All the records below must be returned exactly as they stand.

Information supplied:

____________________

PR #537, opened 2022-03-14
🤖 📝 Add dependabot to Repo

jameshughes89:
### What
Add dependabot to the repo.

### Why
Because it was so much fun the first time.

### DIFF
--- a/.github/dependabot.yml
+++ b/.github/dependabot.yml
@@ -1,0 +1,13 @@
+# https://help.github.com/github/administering-a-repository/configuration-options-for-dependency-updates
+version: 2
+updates:
+- package-ecosystem: pip
+  directory: /
+  schedule:
+    interval: monthly
+  open-pull-requests-limit: 100
+- package-ecosystem: github-actions
+  directory: /
+  schedule:
+    interval: monthly
+  open-pull-requests-limit: 100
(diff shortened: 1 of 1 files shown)


twentylemon (approved):

.github/dependabot.yml
```diff
@@ -0,0 +1,13 @@
+# https://help.github.com/github/administering-a-repository/configuration-options-for-dependency-updates
+version: 2
+updates:
+- package-ecosystem: pip
```
twentylemon, line 4: this repo will also need gradle/maven dependencies checked.

.github/dependabot.yml
```diff
@@ -0,0 +1,21 @@
+# https://help.github.com/github/administering-a-repository/configuration-options-for-dependency-updates
+version: 2
+updates:
+- package-ecosystem: gradle
+  directory: /
+  schedule:
+    interval: monthly
+- package-ecosystem: maven
```
twentylemon, line 8: ok, you likely only need gradle. I said gradle/maven because gradle pulls artifacts from maven central, so I wasn't sure if github would combine them or whatever. Doesn't hurt to keep around I guess, I imagine it'll just silently fail.

twentylemon (approved):

.github/dependabot.yml
jameshughes89: if it blows, I'll yeet it.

____________________

Answer section:
PR #537, opened 2022-03-14
🤖 📝 Add dependabot to Repo

jameshughes89:
### What
Add dependabot to the repo.

### Why
Because it was so much fun the first time.

### DIFF
--- a/.github/dependabot.yml
+++ b/.github/dependabot.yml
@@ -1,0 +1,13 @@
+# https://help.github.com/github/administering-a-repository/configuration-options-for-dependency-updates
+version: 2
+updates:
+- package-ecosystem: pip
+  directory: /
+  schedule:
+    interval: monthly
+  open-pull-requests-limit: 100
+- package-ecosystem: github-actions
+  directory: /
+  schedule:
+    interval: monthly
+  open-pull-requests-limit: 100
(diff shortened: 1 of 1 files shown)


twentylemon (approved):

.github/dependabot.yml
```diff
@@ -0,0 +1,13 @@
+# https://help.github.com/github/administering-a-repository/configuration-options-for-dependency-updates
+version: 2
+updates:
+- package-ecosystem: pip
```
twentylemon, line 4: this repo will also need gradle/maven dependencies checked.

.github/dependabot.yml
```diff
@@ -0,0 +1,21 @@
+# https://help.github.com/github/administering-a-repository/configuration-options-for-dependency-updates
+version: 2
+updates:
+- package-ecosystem: gradle
+  directory: /
+  schedule:
+    interval: monthly
+- package-ecosystem: maven
```
twentylemon, line 8: ok, you likely only need gradle. I said gradle/maven because gradle pulls artifacts from maven central, so I wasn't sure if github would combine them or whatever. Doesn't hurt to keep around I guess, I imagine it'll just silently fail.

twentylemon (approved):

.github/dependabot.yml
jameshughes89: if it blows, I'll yeet it.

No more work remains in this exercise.